Cette nouvelle assurance-emploi s'appuie d'ailleurs sur un postulat fort discutable0 le marché du travail a la capacité de réintégrer les chômeurs et ce, dans un délai de moins de 45 semaines (durée maximale de prestations) suivant une perte d'emploi. Ce postulat a justifié la mise en place d'une nouvelle mesure qui réduit le taux de prestations en fonction du nombre de semaines de prestations reçues depuis 5 ans. Dans le jargon gouvernemental, on parle de "règle d'intensité". On enlève 1 % par tranche de 20 semaines de prestations reçues. Le maximum qui peut être retranché est 5 %, ce qui signifie que le prestataire, s'il a reçu plus de 100 semaines d'assurance-emploi depuis 5 ans, n'aura droit qu'à 50 % de sa rémunération assurable moyenne au lieu de 55 %. De cette façon, les chômeurs fréquents, les travailleurs saisonniers vivant surtout en région, sont punis ?

M. Henry est de ceux qui ont contribué à cette récupération sans réussir, malgré les “incitatifs” du ministre Pettigrew, à accéder à un emploi à temps plein. "Depuis 1996, dit-il, j'ai perdu 58 $ par semaine.
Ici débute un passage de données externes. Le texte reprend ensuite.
PR #18485, opened 2021-04-12
redirect ocaml/ocaml issues to ocaml/opam-repository

### LINKED ISSUE #18479: In opam-base-compiler packages, do not suggest to file a bug report in ocaml/ocaml
Currently, a failure in `opam switch create` prints a suggestion to file a bug in the ocaml/ocaml repository, e.g. https://github.com/ocaml/ocaml/issues/10331 .  This seems to come from the opam-base-compiler OPAM files, e.g. https://github.com/ocaml/opam-repository/blob/e248948afd8b084309f2db5165d753f2b056fc16/packages/ocaml-base-compiler/ocaml-base-compiler.4.11.1/opam#L34-L37

I can't remember the last time when the failure was an issue with the OCaml core package.  Recent "bug" reports were due to missing software components (e.g. XCode command-line tools not installed on macOS) or an unsupported platform (e.g. macOS-ARM64 with 4.11.1).  This is just noise in the ocaml/ocaml repository.

Could we please remove this suggestion from the ocaml-base-compiler packages?

avsm:
Most issues with OCaml compilation these days stem from some packaging problem (such as disaggregation from the compiler). This PR changes the default location for bug reports to the opam-repository issue tracker.  The opam-repo team can triage these and transfer relevant issues to ocaml/ocaml.

Fixes #18479

### DIFF
--- a/packages/graphics/graphics.3.09.1/opam
+++ b/packages/graphics/graphics.3.09.1/opam
@@ -1,6 +1,6 @@
 opam-version: "2.0"
 maintainer: "David Allsopp <david.allsopp@metastack.com>"
-bug-reports: "https://github.com/ocaml/ocaml/issues"
+bug-reports: "https://github.com/ocaml/opam-repository/issues"
 dev-repo: "git+https://github.com/ocaml/ocaml.git"
 authors: [ "Xavier Leroy"
            "Jun Furuse"
--- a/packages/graphics/graphics.3.07+1/opam
+++ b/packages/graphics/graphics.3.07+1/opam
@@ -1,6 +1,6 @@
 opam-version: "2.0"
 maintainer: "David Allsopp <david.allsopp@metastack.com>"
-bug-reports: "https://github.com/ocaml/ocaml/issues"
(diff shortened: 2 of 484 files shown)


packages/graphics/graphics.3.09.1/opam
```diff
@@ -1,6 +1,6 @@
 opam-version: "2.0"
 maintainer: "David Allsopp <david.allsopp@metastack.com>"
-bug-reports: "https://github.com/ocaml/ocaml/issues"
+bug-reports: "https://github.com/ocaml/opam-repository/issues"
```
avsm, line 3: @dra27 should all these graphics ones redirect to https://github.com/ocaml/graphics/issues instead?

dra27: For the 5.0.0+ ones, yes. The others are special packages which compile the graphics package from the main distribution and add it, so issues are packaging issues and should be reported to opam-repository. (slightly pedantically, given that I'm a maintainer of both repos........)

avsm: Thanks! I think this is good to merge then.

Cela est dû aux coupures et à la règle d'intensité, en plus des semaines de prestations réduites" (réduction de 5 semaines).

L'indignation laisse place à la rage

M. Henry a également soulevé la question du remboursement des prestations au moment de la Déclaration de revenus. "C'est la goutte qui a fait déborder le vase, affirme M. Henry. C'est un truc qui a été découvert en faisant mes impôts et je pense qu'il n'y a pas beaucoup de personnes au courant." Si votre revenu est considéré élevé par le ministère du Développement des ressources humaines et que vous touchez des prestations d'assurance-emploi, vous devez rembourser ces prestations en tout ou en partie.
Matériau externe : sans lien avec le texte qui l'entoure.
PR #18489, opened 2021-04-12
Add conf-tree-sitter

joseeMDS:
Tree-sitter is a parser generator tool for building a concrete syntax tree for a source file and efficiently update it.

This PR add a package to check if it is installed in the system

### DIFF
--- a/packages/conf-tree-sitter/conf-tree-sitter.0.19.4/opam
+++ b/packages/conf-tree-sitter/conf-tree-sitter.0.19.4/opam
@@ -1,0 +1,24 @@
+opam-version: "2.0"
+maintainer: "José Eduardo <josee.edumont@gmail.com>"
+authors: ["Max Brunsfeld"]
+homepage: "https://tree-sitter.github.io/"
+bug-reports: "https://github.com/tree-sitter/tree-sitter/issues"
+license: "MIT"
+build: ["tree-sitter" "--version"]
+depexts: [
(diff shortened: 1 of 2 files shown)


joseeMDS:
I squashed the commits since it were just small fix commits, but im not sure what im doing wrong here

mseri:
The failures are due to missing tree-sitter in most of the distributions. We could allow this to fail in all of them, is there a tree sitter package for debian/Ubuntu/fedora... that you know of?

joseeMDS:
For debian i found [this](https://packages.debian.org/experimental/libtree-sitter0), but since it is experimental i was not sure if i should add it, i followed [opam-depext](https://github.com/ocaml-opam/opam-depext) table but i only found the ones that i added

joseeMDS:
How should i add the OS that dont have tree-sitter by default to opam file?

mseri:
@kit-ty-kate can we merge this in the current state, or you think we can improve it further?

kit-ty-kate:
On Alpine the tree-sitter binary isn't available but it's marked as TODO so I'll leave it like this for the moment. I also moved the version number to be just `1` as giving it the version number of the latest know version of the tool doesn't make much sense unless the version number is going to be checked to be >= version. For the `conf-*` packages we usually prefer using natural numbers starting from `1` and increasing the version number by one on major changes only (adding distributions does *not* count as major change).

Other than that this is now ready. Thanks!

Il y a deux seuils de revenu qui s'appliquent. Vous commencez à rembourser dès que votre revenu net atteint 48 750 $ si votre dossier indique 20 semaines ou moins de prestations reçues depuis 5 ans (règle d'intensité). Dans ce cas, le taux de remboursement est de 30 % des prestations reçues durant l'année.

Si votre dossier présente plus de 20 semaines de prestations, vous remboursez dès que votre revenu atteint 39 000 $. Dans ce cas-ci, le taux de remboursement varie de 50 à 100 %. À chaque tranche supplémentaire de 20 semaines de prestations reçues, on ajoute 10 % au taux de remboursement et ce, jusqu'à un maximum de 121 semaines à partir duquel on exige un remboursement de 100 %. "Les chômeurs fréquents sont encore punis. C'est une injustice flagrante!", proteste M. Henry.